WHAT THIS TASK INVOLVES: Write each line exactly as it stands, from the line containing "Removed a feature" through the end of the data.
· · · ·
PR #17922, opened 2023-02-28
Removed a feature flag for the transacation security provider

### LINKED ISSUE #17460: 🏁 Remove transaction security provider feature flag
## Background
Follow up for when the feature is completed. These 3 issues need be closed to unblock this:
· · · ·
PROBLEM SOLUTION:
Removed a feature flag for the transacation security provider

### LINKED ISSUE #17460: 🏁 Remove transaction security provider feature flag
## Background
Follow up for when the feature is completed. These 3 issues need be closed to unblock this:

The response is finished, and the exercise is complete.